>>>
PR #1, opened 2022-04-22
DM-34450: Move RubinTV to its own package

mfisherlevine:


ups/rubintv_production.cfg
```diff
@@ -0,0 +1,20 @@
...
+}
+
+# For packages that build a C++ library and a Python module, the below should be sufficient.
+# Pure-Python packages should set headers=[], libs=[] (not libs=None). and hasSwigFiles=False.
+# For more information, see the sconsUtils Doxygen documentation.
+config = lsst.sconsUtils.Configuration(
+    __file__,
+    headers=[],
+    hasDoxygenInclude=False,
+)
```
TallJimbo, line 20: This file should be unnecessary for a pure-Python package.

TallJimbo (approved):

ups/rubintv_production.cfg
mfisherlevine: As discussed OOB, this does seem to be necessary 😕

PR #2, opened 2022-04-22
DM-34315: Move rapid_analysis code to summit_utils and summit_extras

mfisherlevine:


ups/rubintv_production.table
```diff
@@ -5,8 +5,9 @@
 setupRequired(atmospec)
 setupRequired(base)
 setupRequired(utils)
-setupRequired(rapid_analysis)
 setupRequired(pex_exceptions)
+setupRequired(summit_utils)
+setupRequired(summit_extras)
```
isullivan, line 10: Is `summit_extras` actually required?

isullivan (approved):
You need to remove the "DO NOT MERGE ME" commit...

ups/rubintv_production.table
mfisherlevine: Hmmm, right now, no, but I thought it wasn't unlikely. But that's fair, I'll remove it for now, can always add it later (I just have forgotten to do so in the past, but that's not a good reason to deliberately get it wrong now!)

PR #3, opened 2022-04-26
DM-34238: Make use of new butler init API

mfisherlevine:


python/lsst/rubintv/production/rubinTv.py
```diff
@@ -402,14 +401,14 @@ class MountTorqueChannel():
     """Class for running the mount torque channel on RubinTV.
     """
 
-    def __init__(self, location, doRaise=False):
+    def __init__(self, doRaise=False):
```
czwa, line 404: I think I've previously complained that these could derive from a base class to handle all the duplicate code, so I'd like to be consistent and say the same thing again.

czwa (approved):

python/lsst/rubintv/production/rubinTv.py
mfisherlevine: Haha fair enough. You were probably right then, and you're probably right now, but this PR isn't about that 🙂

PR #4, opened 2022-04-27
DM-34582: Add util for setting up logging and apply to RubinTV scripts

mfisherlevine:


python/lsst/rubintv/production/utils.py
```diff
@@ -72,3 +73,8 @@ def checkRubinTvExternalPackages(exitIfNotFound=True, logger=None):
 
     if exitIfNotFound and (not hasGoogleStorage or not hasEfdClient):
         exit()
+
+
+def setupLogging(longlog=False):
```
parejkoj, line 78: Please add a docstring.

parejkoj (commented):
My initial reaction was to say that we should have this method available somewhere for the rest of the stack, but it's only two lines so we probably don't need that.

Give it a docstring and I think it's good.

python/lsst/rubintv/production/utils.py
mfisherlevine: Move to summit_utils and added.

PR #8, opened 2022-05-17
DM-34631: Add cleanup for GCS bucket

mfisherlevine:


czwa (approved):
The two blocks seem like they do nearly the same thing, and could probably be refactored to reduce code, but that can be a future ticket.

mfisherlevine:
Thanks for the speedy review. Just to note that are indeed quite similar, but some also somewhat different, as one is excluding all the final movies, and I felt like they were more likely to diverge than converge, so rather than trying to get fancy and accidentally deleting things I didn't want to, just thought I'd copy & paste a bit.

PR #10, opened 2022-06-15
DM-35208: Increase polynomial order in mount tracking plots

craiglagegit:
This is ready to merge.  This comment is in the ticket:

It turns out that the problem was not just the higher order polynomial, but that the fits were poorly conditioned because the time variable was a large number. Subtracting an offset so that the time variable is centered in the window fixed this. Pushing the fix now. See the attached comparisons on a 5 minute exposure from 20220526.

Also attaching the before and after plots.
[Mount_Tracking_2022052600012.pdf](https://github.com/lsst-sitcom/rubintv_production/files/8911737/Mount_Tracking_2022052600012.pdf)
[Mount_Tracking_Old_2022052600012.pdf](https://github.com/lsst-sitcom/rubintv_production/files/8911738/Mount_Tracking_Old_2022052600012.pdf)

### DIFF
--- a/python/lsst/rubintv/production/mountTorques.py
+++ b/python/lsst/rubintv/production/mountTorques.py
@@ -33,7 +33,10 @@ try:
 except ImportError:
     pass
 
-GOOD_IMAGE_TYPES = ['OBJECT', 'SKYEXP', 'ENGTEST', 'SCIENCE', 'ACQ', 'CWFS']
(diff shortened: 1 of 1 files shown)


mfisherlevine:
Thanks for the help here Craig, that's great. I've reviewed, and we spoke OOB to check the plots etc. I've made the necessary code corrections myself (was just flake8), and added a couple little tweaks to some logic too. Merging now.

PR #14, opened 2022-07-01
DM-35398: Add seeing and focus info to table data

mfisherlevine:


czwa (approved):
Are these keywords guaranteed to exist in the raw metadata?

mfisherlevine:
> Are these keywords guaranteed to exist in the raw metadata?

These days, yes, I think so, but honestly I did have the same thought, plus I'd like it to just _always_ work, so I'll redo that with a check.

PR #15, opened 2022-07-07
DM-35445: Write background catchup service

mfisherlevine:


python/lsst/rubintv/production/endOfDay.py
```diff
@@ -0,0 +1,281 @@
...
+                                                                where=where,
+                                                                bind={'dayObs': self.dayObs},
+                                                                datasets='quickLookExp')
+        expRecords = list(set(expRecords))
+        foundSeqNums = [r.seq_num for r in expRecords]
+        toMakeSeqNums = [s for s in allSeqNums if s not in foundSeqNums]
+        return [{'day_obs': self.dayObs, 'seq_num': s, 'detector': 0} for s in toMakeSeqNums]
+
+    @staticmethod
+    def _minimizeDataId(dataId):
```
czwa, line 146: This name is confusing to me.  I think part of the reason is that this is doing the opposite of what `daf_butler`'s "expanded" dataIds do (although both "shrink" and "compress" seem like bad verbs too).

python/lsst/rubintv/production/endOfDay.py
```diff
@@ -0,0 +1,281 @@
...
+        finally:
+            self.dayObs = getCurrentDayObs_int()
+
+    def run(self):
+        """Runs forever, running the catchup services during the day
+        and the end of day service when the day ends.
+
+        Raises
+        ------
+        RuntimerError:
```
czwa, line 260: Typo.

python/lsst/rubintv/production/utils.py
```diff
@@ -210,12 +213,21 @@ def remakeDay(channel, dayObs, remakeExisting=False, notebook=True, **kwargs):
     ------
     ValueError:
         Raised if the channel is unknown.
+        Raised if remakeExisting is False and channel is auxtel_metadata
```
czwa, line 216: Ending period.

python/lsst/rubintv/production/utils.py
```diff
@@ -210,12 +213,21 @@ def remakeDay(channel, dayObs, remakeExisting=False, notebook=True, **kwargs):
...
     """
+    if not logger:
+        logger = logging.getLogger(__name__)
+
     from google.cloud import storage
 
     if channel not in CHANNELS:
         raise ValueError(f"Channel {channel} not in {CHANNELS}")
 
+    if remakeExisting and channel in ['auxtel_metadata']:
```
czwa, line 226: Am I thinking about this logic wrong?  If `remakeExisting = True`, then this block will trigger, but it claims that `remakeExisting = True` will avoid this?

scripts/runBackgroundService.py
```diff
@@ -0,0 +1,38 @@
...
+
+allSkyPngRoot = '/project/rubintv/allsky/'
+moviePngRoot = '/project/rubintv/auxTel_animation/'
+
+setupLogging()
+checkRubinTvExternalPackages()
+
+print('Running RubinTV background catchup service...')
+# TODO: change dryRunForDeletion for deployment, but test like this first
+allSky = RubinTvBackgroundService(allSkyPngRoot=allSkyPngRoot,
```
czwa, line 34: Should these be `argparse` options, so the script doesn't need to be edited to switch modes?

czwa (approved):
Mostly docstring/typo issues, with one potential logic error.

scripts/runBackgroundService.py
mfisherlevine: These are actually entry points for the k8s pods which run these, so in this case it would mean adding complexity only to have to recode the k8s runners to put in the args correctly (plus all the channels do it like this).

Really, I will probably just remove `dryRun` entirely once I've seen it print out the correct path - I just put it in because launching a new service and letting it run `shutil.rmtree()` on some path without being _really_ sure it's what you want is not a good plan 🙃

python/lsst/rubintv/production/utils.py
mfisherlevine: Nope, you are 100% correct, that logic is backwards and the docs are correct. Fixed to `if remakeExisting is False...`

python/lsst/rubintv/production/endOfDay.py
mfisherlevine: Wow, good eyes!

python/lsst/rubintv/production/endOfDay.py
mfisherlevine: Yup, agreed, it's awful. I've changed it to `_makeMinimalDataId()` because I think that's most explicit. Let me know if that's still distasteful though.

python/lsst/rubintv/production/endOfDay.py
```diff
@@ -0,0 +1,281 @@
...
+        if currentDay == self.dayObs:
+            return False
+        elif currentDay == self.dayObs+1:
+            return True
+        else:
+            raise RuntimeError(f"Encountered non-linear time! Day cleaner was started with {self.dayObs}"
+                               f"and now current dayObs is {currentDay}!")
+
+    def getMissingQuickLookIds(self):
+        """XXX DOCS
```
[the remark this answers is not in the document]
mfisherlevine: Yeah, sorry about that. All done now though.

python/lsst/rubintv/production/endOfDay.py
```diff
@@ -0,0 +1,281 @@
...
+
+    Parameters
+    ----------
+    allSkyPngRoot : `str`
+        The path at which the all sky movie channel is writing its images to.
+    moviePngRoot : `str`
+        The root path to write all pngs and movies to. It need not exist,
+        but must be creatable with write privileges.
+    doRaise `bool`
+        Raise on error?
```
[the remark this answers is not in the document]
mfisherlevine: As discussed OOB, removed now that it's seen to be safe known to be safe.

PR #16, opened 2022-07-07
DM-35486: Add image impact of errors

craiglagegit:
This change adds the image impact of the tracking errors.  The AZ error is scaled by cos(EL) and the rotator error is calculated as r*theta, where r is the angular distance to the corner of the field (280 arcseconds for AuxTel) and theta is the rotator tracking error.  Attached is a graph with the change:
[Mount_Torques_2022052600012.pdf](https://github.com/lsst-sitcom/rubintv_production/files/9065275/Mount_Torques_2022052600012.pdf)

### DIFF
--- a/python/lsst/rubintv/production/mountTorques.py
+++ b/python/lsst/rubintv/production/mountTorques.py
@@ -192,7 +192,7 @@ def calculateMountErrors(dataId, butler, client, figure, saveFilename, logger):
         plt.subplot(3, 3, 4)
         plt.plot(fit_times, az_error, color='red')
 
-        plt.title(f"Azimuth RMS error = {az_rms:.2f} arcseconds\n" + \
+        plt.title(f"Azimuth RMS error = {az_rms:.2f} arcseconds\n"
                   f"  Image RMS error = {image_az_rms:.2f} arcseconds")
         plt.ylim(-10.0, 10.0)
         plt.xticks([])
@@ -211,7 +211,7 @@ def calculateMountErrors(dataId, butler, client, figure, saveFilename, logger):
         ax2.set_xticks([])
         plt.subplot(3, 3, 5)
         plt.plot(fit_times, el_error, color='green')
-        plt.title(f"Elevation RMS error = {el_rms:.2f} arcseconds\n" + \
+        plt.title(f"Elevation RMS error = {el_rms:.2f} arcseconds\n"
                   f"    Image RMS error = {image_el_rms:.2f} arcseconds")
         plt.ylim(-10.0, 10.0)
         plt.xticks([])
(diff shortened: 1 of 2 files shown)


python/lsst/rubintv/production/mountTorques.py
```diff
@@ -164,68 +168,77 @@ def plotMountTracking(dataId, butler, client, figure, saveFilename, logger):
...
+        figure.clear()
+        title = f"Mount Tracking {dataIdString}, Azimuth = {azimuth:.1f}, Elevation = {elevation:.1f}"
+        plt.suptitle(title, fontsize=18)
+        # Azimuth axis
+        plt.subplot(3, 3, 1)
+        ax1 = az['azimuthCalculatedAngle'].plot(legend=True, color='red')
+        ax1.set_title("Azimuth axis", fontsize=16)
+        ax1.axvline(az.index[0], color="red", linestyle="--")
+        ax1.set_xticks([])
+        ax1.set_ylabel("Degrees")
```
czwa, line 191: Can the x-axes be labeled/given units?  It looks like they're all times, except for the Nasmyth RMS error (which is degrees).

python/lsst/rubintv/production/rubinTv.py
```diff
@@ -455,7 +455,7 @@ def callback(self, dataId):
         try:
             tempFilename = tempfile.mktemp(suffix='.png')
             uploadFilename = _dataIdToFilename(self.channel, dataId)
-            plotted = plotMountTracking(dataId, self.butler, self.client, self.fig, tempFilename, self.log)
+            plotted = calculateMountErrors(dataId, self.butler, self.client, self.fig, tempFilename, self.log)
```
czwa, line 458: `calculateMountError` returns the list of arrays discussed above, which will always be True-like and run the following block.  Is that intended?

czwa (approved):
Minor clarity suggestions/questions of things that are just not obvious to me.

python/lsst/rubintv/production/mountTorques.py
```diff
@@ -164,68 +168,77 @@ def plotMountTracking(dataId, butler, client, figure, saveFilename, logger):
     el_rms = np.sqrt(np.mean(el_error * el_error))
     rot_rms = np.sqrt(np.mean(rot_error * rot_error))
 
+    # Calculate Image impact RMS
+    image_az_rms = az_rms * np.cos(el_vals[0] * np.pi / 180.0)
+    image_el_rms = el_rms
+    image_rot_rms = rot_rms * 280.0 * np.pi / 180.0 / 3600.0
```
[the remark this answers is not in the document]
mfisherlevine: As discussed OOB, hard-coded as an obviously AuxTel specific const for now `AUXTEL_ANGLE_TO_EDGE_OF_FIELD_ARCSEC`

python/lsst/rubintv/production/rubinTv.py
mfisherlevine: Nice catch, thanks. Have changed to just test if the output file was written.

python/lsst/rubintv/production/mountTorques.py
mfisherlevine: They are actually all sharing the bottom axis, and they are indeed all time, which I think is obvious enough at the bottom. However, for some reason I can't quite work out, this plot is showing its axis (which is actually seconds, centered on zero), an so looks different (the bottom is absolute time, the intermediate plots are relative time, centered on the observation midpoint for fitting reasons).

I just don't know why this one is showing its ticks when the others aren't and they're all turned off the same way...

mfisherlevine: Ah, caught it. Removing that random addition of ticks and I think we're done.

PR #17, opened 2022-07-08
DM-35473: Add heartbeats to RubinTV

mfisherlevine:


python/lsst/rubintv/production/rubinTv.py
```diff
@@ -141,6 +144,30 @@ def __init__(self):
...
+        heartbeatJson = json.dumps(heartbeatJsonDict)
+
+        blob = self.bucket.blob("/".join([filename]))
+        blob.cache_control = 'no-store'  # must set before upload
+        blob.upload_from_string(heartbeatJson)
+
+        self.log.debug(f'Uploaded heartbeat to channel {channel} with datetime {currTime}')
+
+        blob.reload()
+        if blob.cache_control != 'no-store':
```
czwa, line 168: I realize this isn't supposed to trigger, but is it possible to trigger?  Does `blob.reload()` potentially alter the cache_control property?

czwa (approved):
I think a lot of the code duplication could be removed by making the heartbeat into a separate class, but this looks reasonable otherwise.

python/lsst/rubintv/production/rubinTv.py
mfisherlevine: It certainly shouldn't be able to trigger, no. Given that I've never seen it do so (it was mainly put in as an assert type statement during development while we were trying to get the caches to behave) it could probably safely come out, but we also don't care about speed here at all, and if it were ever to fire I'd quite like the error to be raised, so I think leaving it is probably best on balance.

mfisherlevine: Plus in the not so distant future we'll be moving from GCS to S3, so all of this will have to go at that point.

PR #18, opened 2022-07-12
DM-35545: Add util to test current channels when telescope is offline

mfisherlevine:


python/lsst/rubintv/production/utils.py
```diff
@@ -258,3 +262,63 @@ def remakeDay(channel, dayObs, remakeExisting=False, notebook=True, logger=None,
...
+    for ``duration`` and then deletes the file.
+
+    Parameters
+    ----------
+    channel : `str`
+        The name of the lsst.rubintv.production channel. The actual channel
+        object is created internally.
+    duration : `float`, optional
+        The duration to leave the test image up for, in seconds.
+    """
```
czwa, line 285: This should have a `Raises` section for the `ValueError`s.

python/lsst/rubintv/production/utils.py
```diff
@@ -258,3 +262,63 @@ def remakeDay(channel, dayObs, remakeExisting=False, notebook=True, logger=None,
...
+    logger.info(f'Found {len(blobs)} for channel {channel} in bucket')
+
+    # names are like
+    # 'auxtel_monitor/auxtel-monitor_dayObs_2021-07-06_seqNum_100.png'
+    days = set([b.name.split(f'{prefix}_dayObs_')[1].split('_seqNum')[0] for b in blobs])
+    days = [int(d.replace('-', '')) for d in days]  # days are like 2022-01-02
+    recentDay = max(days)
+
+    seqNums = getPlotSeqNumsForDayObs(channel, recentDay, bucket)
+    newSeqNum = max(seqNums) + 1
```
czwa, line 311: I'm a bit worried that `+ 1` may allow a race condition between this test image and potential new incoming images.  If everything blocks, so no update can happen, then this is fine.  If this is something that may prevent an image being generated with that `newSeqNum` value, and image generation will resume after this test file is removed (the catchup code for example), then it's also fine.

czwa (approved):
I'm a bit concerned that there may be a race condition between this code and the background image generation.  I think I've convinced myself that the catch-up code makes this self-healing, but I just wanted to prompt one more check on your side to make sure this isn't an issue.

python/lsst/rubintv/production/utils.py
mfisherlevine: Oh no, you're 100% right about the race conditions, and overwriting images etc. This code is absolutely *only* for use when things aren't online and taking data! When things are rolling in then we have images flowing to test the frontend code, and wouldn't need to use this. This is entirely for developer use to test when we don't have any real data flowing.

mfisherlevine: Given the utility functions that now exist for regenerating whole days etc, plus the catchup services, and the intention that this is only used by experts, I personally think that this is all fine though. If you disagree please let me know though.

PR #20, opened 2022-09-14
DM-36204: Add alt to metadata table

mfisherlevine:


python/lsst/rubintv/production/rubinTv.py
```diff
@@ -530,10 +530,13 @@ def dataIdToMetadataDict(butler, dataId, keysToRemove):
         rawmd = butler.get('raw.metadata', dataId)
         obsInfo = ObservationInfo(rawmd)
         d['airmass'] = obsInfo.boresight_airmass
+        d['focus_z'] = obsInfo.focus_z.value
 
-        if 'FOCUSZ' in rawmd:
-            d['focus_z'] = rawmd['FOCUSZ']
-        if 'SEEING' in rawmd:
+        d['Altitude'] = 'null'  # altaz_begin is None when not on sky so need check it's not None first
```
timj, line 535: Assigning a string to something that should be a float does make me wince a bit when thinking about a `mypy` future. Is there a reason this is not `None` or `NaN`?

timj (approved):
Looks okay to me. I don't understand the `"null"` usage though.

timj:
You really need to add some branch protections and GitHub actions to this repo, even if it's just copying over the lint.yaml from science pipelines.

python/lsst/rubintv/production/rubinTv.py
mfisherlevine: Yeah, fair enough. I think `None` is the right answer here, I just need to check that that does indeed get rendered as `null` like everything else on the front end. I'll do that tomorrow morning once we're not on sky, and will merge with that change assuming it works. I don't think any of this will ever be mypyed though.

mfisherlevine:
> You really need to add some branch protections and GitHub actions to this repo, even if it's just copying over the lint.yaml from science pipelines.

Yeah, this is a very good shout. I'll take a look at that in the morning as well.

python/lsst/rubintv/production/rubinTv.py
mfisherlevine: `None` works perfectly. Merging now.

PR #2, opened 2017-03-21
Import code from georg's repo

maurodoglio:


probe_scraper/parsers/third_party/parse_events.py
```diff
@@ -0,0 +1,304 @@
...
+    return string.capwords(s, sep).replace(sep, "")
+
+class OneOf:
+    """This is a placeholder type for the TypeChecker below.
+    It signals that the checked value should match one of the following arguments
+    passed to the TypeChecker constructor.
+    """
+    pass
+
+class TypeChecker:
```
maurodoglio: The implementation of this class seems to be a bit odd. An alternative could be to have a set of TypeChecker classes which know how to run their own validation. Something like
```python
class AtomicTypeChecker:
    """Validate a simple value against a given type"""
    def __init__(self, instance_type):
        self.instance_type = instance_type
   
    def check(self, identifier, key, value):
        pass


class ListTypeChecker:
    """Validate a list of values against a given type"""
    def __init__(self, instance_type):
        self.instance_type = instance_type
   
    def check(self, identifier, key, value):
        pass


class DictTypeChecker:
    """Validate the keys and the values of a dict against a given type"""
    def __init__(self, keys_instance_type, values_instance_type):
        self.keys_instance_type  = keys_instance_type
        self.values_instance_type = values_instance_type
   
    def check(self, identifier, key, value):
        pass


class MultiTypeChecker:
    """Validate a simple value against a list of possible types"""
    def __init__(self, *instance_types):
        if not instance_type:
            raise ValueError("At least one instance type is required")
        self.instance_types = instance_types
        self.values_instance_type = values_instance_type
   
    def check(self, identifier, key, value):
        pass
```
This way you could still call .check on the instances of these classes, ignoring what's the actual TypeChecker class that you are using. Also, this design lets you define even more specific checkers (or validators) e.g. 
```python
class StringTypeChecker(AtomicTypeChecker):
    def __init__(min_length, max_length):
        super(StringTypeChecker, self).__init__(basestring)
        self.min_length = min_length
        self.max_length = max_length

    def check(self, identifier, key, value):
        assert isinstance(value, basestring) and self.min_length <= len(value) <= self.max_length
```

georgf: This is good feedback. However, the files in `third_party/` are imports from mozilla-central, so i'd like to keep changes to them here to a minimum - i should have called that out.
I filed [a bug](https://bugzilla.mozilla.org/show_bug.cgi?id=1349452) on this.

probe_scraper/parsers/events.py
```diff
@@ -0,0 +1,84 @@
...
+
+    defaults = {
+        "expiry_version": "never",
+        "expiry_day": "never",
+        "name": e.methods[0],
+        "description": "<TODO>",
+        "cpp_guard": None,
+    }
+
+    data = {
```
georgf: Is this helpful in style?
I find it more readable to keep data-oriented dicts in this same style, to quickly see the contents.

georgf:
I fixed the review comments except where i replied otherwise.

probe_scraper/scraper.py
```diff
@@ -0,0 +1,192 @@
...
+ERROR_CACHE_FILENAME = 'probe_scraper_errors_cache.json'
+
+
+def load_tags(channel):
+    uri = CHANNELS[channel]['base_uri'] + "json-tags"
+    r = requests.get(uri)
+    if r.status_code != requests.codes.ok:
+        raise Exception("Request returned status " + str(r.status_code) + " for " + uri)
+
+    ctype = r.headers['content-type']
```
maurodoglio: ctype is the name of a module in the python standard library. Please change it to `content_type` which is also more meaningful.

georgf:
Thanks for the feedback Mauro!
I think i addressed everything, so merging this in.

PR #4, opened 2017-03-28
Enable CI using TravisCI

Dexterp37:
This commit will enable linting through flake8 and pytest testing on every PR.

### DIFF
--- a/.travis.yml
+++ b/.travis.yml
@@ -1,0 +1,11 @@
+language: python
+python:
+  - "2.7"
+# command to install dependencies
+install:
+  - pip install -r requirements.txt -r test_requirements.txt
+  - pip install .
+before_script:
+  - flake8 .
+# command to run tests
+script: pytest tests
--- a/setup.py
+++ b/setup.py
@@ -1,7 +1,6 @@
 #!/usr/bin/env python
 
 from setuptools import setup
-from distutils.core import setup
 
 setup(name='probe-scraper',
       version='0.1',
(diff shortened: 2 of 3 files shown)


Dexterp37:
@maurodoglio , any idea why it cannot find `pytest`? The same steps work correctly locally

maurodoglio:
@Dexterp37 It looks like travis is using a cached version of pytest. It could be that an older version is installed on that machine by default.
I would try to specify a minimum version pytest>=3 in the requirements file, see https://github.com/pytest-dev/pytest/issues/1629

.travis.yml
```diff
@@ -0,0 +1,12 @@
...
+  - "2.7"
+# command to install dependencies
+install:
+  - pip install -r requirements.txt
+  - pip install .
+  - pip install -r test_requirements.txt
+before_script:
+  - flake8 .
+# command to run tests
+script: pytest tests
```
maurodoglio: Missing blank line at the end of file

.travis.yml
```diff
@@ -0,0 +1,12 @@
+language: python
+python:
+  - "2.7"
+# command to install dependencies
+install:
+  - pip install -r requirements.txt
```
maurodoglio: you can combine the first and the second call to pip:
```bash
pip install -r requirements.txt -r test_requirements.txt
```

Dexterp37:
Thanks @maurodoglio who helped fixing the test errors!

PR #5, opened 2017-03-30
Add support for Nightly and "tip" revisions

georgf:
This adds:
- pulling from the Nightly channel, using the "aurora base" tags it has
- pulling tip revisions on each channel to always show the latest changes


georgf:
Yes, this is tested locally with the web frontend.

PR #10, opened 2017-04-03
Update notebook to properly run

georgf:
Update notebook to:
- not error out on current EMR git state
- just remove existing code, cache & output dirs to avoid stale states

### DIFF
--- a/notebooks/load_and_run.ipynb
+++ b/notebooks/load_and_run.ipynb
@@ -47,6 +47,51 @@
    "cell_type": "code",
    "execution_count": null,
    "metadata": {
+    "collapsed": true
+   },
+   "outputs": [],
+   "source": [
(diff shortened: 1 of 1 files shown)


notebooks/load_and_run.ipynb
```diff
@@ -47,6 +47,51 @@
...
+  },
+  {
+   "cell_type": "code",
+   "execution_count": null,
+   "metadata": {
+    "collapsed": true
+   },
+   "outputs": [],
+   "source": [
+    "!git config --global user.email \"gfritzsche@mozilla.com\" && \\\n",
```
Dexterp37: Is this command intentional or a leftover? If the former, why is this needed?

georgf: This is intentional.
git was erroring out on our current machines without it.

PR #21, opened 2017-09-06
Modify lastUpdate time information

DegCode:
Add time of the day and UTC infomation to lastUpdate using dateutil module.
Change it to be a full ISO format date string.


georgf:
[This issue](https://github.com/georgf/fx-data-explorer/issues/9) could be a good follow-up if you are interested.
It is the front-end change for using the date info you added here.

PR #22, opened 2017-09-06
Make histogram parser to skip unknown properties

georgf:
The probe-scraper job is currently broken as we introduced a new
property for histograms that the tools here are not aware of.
<<<
● **What you are asked to do**
Above are the records; report how many of their lines hold the string "done", with no other words.

● **Response to this task**
2